Integral-Operator-Based Spectral Algorithms for Goodness-of-Fit Tests
Shiwei Sang, Shao-Bo Lin, Xuehu Zhu
TL;DR
This work tackles GOF testing in finite-sample regimes by addressing the limitations of MMD through a broad spectral-regularization framework built on the integral operator $L_K$. It introduces a class of spectral-filtered kernel GOF statistics $\xi_{\lambda}(P,P_0)$ that generalize prior regularization (e.g., Tikhonov) and remove restrictive kernel assumptions, achieving non-asymptotic Type I control and improved detection power. Theoretical guarantees show a nonparametric detection boundary of order $n^{-\frac{4r}{4r+s}}$ under effective-dimension conditions, while numerical experiments corroborate finite-sample validity and robustness across various spectral filters. The proposed methods exhibit strong practical potential for GOF testing in high-dimensional or structured data settings, thanks to their flexibility, broad kernel applicability, and data-driven calibration schemes (empirical effective dimension or permutation-based).
Abstract
The widespread adoption of the \emph{maximum mean discrepancy} (MMD) in goodness-of-fit testing has spurred extensive research on its statistical performance.
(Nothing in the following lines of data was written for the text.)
PR #1002, opened 2018-04-17
Remove or update references to Python 3.3

altendky:
https://twistedmatrix.com/trac/ticket/9425

### DIFF
--- a/src/twisted/newsfragments/9425.removal
+++ b/src/twisted/newsfragments/9425.removal
@@ -1,1 +1,0 @@
-Remove and update 3.3 related items in twisted.internet.defer.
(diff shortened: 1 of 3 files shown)


src/twisted/newsfragments/9425.removal
```diff
@@ -0,0 +1 @@
+Remove and update 3.3 related items in twisted.internet.defer.
```
markrwilliams: This should be a `misc` ticket because https://twistedmatrix.com/trac/ticket/9352 already mentioned that 3.3 is unsupported.

markrwilliams (approved):
It looks like this removes all the 3.3 references in `defer`.  Thanks!

PR #1003, opened 2018-04-18
A general description of release blockers, courtesy of @exarkun.

markrwilliams:
* [x] There is an associated ticket in Trac. https://twistedmatrix.com/trac/ticket/9426

### DIFF
--- a/docs/core/development/policy/release-process.rst
+++ b/docs/core/development/policy/release-process.rst
@@ -388,6 +388,7 @@ Open questions
 
 - What bugs should be considered release blockers?
 
+  - Generally, fixes for regressions since the last release in the series and difficult-to-mitigate problems with the release toolchain
   - All bugs with a type from the release blocker family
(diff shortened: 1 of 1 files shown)


docs/core/development/policy/release-process.rst
```diff
@@ -388,6 +388,7 @@ Open questions
 
 - What bugs should be considered release blockers?
 
+  - Generally, fixes for regressions since the last release in the series and difficult-to-mitigate problems with the release toolchain
```
adiroiban, line 391: It is strange that we start with "generally" :)

And why a "fix" is a blocker. I was expecting that the bug is the blocker.

I don't understand what "difficult-to-mitigate problems" are.

Can you give an example?

adiroiban (changes requested):
At least for me, this new item in the list does not make things better.

I am confised by fix vs bug part.

Can you please rephrase it?

Thanks!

However, recent studies indicate that the inherent structure of MMD may constrain its ability to distinguish between distributions, leaving room for improvement. Regularization techniques have the potential to overcome this limitation by refining the discrepancy measure. In this paper, we introduce a family of regularized kernel-based discrepancy measures constructed via spectral filtering. Our framework can be regarded as a natural generalization of prior studies, removing restrictive assumptions on both kernel functions and filter functions, thereby broadening the methodological scope and the theoretical inclusiveness. We establish non-asymptotic guarantees showing that the resulting tests achieve valid Type~I error control and enhanced power performance. Numerical experiments are conducted to demonstrate the broader generality and competitive performance of the proposed tests compared with existing methods.